Fig. 13. Compact 3-D via planning snapshots for (a) F2F and (b) M3D ICs. A top tier cell in M3D ICs contains an MIV blockage to prevent MIVs from penetrating itself.

To find the optimal white space to insert an MIV, M3D ICs use a maximum  $11.8 \times$  more wirelength on the M6 layer of the bottom tier for intertier 3-D routing than F2F ICs. LDPC is a wire-dominant circuit so it has lower placement utilization than other gate-dominant benchmarks. Therefore, LDPC allows more white spaces to insert MIVs while having only  $1.5 \times$  M6 usage for detouring. On the other hand, the intertier 3-D routing overhead in F2F ICs is captured at M5 and M6 layers usage on the top tier. While M3D ICs have very little usage on the M5 and M6 layers on the top tier, F2F ICs use a maximum 576.5 $\times$  more wirelength on the top tier M5 layer for intertier 3-D routing. However, when comparing the difference in the total wirelength of F2F and M3D ICs, we observe that detouring for MIV insertion has worse impact on the 3-D net wirelength saving than lengthened intertier 3D routing in F2F ICs.

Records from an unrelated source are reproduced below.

Issue #3406, opened 2026-08-13
group-join-mesh-not-ready: a joiner that got no key never converges after heal (namespace-fallback dial is gated on the context topic it cannot join)


chefsale:
## Summary

`apps/scaffolding-e2e/workflows/group-join-mesh-not-ready.yml` fails at **"Wait for governance convergence after heal"** (120s, 190 attempts). It reproduces on master and on unrelated PR branches, so it is not caused by any one change in flight.

Evidence below is from the node-log artifacts of a failing run (`logs-group-join-mesh-not-ready-…`). The scenario has **no `type: call` steps at all**, so no application state is written — this is purely join + governance.

## What the logs show

The scenario deliberately partitions node-2, has it join anyway (expected failure, no key), then heals.

**node-2, while partitioned** — the designed state:
```
06:10:17  WARN join_group: direct namespace-join request found no reachable mesh peer;
                           recording local membership and relying on fallback
06:10:17  WARN join_group: join response contained no group key
06:10:22  KeyDelivery timed out for group ContextGroupId(…)
```

**node-1, for the whole partition window** — 37 discovery failures:
```
20x  Mesh peer discovery exhausted all retries: not connected to any peer (dial/discovery gap)
17x  Mesh peer discovery exhausted all retries: connected to peers but none subscribe to the context topic
 2x  Failed to bootstrap Kademlia err=No known peers
```

**At the heal (06:10:42)** the namespace plane recovers — and then stalls:
```
06:10:42.008  Peer subscribed to namespace topic, emitting out-of-cycle beacon
06:10:42.029  beacon advertises an unknown namespace          ← node-1
06:10:42.030  received namespace governance ops from peer
06:10:44 → 06:12:39  readiness beacon emitted / received, every ~3s, forever
06:10:49, 06:11:19, 06:11:49, 06:12:19  namespace heartbeat: divergence detected
```

So the peers reconnect, exchange beacons continuously, and node-1 even ingests governance ops — but the heartbeat reports divergence on every 30s tick until the barrier gives up.

## Two distinct problems

**1. A bootstrap deadlock in namespace-fallback discovery.**

`crates/node/src/sync/peers.rs:186` intersects namespace-topic peers with **context**-topic subscribers before dialing:

```
namespace fallback found peers but none subscribe to the context topic; not dialing — see #2422
```

[...]

Issue #2422, opened 2026-05-20
Namespace/group join can leave joiners un-auto-followed into contexts — peers reject inbound sync as "unknown context"


chefsale:
## Summary

Joining a namespace propagates the namespace + groups + members metadata correctly, but it does **not** guarantee the joiner is auto-followed into the contexts those groups own. Auto-follow is gated by per-member, per-group `AutoFollowFlags { contexts: true }` (see `crates/context/src/auto_follow.rs`). If that flag isn't on at the time `ContextRegistered` is applied, or the backfill path doesn't run, the joiner ends up as a group member with **no local entry for the context** — even though the UI happily shows them as a group member.

The downstream effect on peers: when the other member of the context tries to sync, the joiner's merod logs `inbound stream for unknown context, closing cleanly`, and the initiator side records a sync failure that eventually hits the 256s exponential-backoff ceiling. From the user's perspective: "I joined the namespace, the UI shows everything is fine, but the data isn't syncing."

## Reproducer (real user report)

Two users — Ronit and Fran — across two physical networks, both on the same `Mero Chat` namespace (`ec3e350a…74f6808c`), application `rXMEUvf7…dPXgVfUm`. Three groups, each containing one context. UI confirms both members see identical namespace/group metadata.

Each user has a different local-state matrix for the 3 contexts:

| Context (group) | Node A (Ronit) | Node B (Fran) |
|---|---|---|
| \`ARqLH3…\` (\`64279fc8…\`) | has state | uninitialized — trying to bootstrap |
| \`EoRockb…\` | uninitialized — trying to bootstrap | has state |
| \`9Gwoey…\` | **unknown context** (not in local store) | has state |

Both nodes are connected (~500 cross-references each in the logs). The failure modes are pure sync-layer:

- **The \`unknown context\` case** — Node A repeatedly logs:
  \`\`\`
  WARN  inbound stream for unknown context, closing cleanly
        context_id = 9GwoeyNFjVbm1F8A1ED3kxCqdSZyWr2VAFNSeEY8jdeA
        their_identity = B8pnz9ob…gJ4iUwTC
  ERROR failed to send OpaqueError for unknown context
        err = \"connection is closed\"
  \`\`\`
  Node B has state for \`9Gwoey…\` and the namespace-mesh-peer fallback picks Node A as a sync target, but Node A's local context store has no entry for \`9Gwoey…\` — auto-follow either wasn't enabled, didn't fire, or was dropped — so the responder rejects.

[...]

PR #3413, opened 2026-08-13
fix(node): let a stranded joiner pull from a beacon it cannot yet verify

chefsale:
Refs #3406. Follow-up to #3411, which did not work — and the logs say why.

## #3411 was a no-op

It widened `beacon_indicates_divergence` so a member holding no state could act on a divergence beacon. On the merge run (`c62b3c00a`) node-2 logged **zero** governance syncs and:

```
26x  ReadinessBeacon failed verification; dropping
```

The beacon never reaches that check. The widened predicate is unreachable on the node that needs it.

## The actual circularity

`verify_readiness_beacon` = valid signature **AND** `signer_is_namespace_member`. Membership is read from rows that a node with no governance state does not have. So a stranded joiner drops **every** beacon — including the ones advertising exactly the state that would end that condition.

**It cannot verify the message that would let it fetch what it needs in order to verify messages.**

A join whose direct request finds no reachable peer lands precisely there: membership recorded, no key, no ops, and then deaf to its only pull trigger.

## The fix, and its precedent

This circularity already has a documented escape hatch in the *other* direction. `beacon_admission_provable` lets an **established member** pull from a **joiner** it cannot recognise, justified as:

> *"This grants nothing… it only tells the caller that pulling governance from this peer is worth the round trip."*

`receiver_is_stranded_in_namespace` is the mirror, for the joiner side, on identical terms.

**"Stranded"** is this node's own namespace **identity** plus an **empty governance head**:

- the *identity* is written by the join before any key or state exists, so it separates "joined but stranded" from "not our namespace" — a stranger stays deaf;
- the *empty head* keeps the hatch shut for anyone who can already verify. An established member has state and keeps going through `verify_readiness_beacon` completely unchanged.

**Nothing is granted.** No membership row, no `ReadinessCache` entry, no trust in the beacon's contents. The signature is still checked, the pull is authenticated, the caller's debounce rate-limits it, and every op fetched still faces the full apply path. A node with no state risks nothing but a round trip.

This **composes with #3411** rather than replacing it: this lets the beacon through, that lets a stateless member act on it. Both are needed, which is why #3411 alone changed nothing.

## Tested deterministically, on purpose

The scenario is **timing-dependent** — it passed on master at `28db645bf` and failed at `c62b3c00a`. A green CI run would not prove a fix and a red one would not disprove it, so the behaviour is pinned in unit tests against a real store instead:

- a member with no governance head **is** stranded (the deadlock case);
- a member that holds state is **not** — verification is not widened for anyone who can already do it;
- a stranger to the namespace is **not** — no identity, still deaf.

`cargo test -p calimero-governance-store` 583 passed · `-p calimero-node --lib` 471 passed · `fmt --check` and `clippy -D warnings` clean.

CI on the scenario is still worth watching, but treat it as one sample, not as the verdict.

### DIFF
--- a/crates/governance-store/src/governance_broadcast.rs
+++ b/crates/governance-store/src/governance_broadcast.rs
@@ -223,6 +223,59 @@ pub fn verify_readiness_beacon(store: &Store, beacon: &SignedReadinessBeacon) ->
     signer_is_namespace_member(store, beacon.namespace_id, &beacon.peer_pubkey)
 }
 
+/// Whether THIS node is a member of `namespace_id` that holds no governance
+/// state yet — stranded, and unable to verify anyone.
+///
+/// The mirror of [`beacon_admission_provable`], and it exists for the mirrored
+/// circularity. That one lets an established member pull from a joiner it
+/// cannot yet recognise. This one lets a joiner pull from an established member
+/// it cannot yet recognise: [`verify_readiness_beacon`] requires the signer to
+/// be a known member, and a node that has applied no governance ops knows no
+/// members — so it drops every beacon, including the ones advertising exactly
+/// the state that would end that condition.
+///
+/// A join whose direct request found no reachable peer lands precisely here: it
+/// records membership, gets no key and no ops, and is then deaf to the only
+/// pull trigger it has.
+///
+/// Membership is read from this node's own namespace IDENTITY, not from the
+/// membership rows — the rows are the governance state it is missing, so
+/// requiring them would restate the circularity. The identity is written by the
+/// join before any of that exists, which is what makes it usable here and what
+/// keeps a stranger to the namespace out.
+///
+/// Grants nothing, exactly as its mirror does not: no membership row, no cache
+/// entry, no trust in the beacon's contents. It says only that pulling
+/// governance from this peer is worth a round trip. The beacon's signature is
+/// still checked by the caller, the pull is authenticated, the caller's
+/// debounce rate-limits it, and every op fetched still faces the full apply
+/// path. A node with no state risks nothing but the round trip.
+#[must_use]
+pub fn receiver_is_stranded_in_namespace(store: &Store, namespace_id: NamespaceId) -> bool {
+    let group_id = ContextGroupId::from(namespace_id.to_bytes());
+
+    // Ours to join at all? Absent identity ⇒ not our namespace ⇒ stay deaf.
+    if !matches!(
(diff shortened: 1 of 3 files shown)


chefsale:
## Do not merge — this regresses 27 app-migration scenarios

Back to draft. The evidence is unambiguous and it is my error:

| | app-migration |
| --- | --- |
| master (last 5 commits) | **all success** |
| #3415 (branched off master, no beacon change) | **pass** |
| this branch | **27 scenarios fail** |

Plus `Test (group-governance-peer-down)` and `Test (group-metadata)`. Builds succeeded, so it is not a cascade.

The failure is:

```
join_subgroup_inheritance failed on app-migration-newmethod-2
```

the documented signature of *"a node inherits membership recorded against its stand-in"* — the same symptom #3378 produced across 45 jobs.

## Why my reasoning was wrong

The guard I removed said, in its own words, that firing a governance sync before the key arrives leaves *"undecryptable opaque skeletons that the post-key join sync then skips as duplicates"*. I argued that hazard was already closed, because `sync_namespace_from_peer` now ends with `recover_missing_group_keys` and `drain_governance_pending_after_sync` (#2613).

**That was not sufficient.** Letting an unverifiable beacon trigger a pull opens the early-governance-pull path in a case the #2613 recovery does not cover: membership folds against a stand-in before the node's real credential is established. The guard was load-bearing for more than the case its own comment described — I treated the comment as an exhaustive statement of its purpose, and it was not.

## What this means for #3406

The stranded-joiner diagnosis still stands: node-2 drops every beacon (`26x ReadinessBeacon failed verification; dropping`) and therefore cannot pull. But **relaxing beacon verification is the wrong lever.** This is the second lever on that deadlock I have tried and had to withdraw — #3411 was a no-op, and this one is actively harmful.

Of the three links, the remaining candidate is the one I have not touched: the namespace fallback declining to dial a peer that is not subscribed to the context topic (`peers.rs:186`, guarding #2422's wasted dials). That is where governance and key delivery are gated on a *context-plane* condition, which looks like the wrong condition rather than a load-bearing guard.

Leaving this closed and re-approaching from that side is better than iterating further here.

chefsale:
Closing rather than leaving as a draft. The approach is wrong, not incomplete — relaxing beacon verification opens the early-governance-pull path that the guard exists to prevent, which is what the 27 app-migration failures were. Leaving it open would invite someone to "finish" it.

The diagnosis it carries is still good and is preserved on #3406, along with a design proposal for the lever that the regression actually points at.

Fig. 14 compares M3D ICs with F2F ICs on the mismatch between the wirelength in detailed intertier 3-D routing and



Fig. 14. Comparison between M3D IC and F2F IC on the mismatch between the wirelength in detailed intertier 3-D routing and the predicted wirelength in the C2D design. We observe that the overall distribution of M3D ICs is pushed to the right, implying that the mismatch from the predicted wirelength becomes worse due to the unique 3-D routing constraint in M3D ICs.

the predicted wirelength from the C2D design. We observe that the overall distribution of M3D ICs is pushed to the right, implying that the mismatch from the predicted wirelength increases due to the unique 3-D routing constraint in M3D ICs. When averaging the ratio between routed and predicted wirelength out of the entire nets, we observe that 3.5% mismatch for LDPC, while 16.2% and 19.6% for AES-128 and JPEG, respectively. This shows that intertier 3-D routing overhead negatively impacts on M3D ICs more than F2F ICs with regard to the wirelength.

#### D. Impact of Post-Tier-Partitioning Optimization

Using LDPC, Table VII shows how effectively post-TP opt fixes the timing violations caused by the intertier 3-D routing overhead. When intertier 3-D routing is done (Before Opt), WNS and TNS are degraded, and both F2F and M3D designs fail to meet the timing. Note that the M3D IC has more timing degradation than the F2F IC with regard to TNS and the number of violated paths. These timing violations are fixed after we perform post-TP opt (After Opt). WNS is improved by 44.4%, and TNS is restored by 91.5% with the negligible power overhead (0.1%) in the F2F IC. The timing restoration in the M3D IC is more drastic in that WNS and TNS values become significantly better than those of the F2F IC, respectively. This proves that post-TP opt is critical to implement timing-robust 3-D ICs.

While fixing the timing violation, post-TP opt indeed optimizes the positive slack paths and shows the standard cell area and pin capacitance savings. This cell-level saving is translated into the power saving in the M3D IC but not in the F2F IC. The interesting fact in the F2F IC is that, the wirelength is actually shorter than the M3D IC as discussed in Section V-C2, but the wire capacitance is larger than that of the M3D IC. This is because the F2F IC utilizes M6 layers on both tiers. Although intertier 3-D routings are made with short wirelength, using more M6 layers create larger wire capacitance, resulting in larger power consumption than the M3D IC. In general, post-TP opt restores the timing by inserting or up-sizing the buffers

TABLE VII Impact of Post-Tier-Partitioning Optimization. Intertier 3-D Routing Overhead Introduces Huge Timing Violation (Before Opt), and Our Optimization Fixes the Timing Violation With Negligible Power Overhead (After Opt)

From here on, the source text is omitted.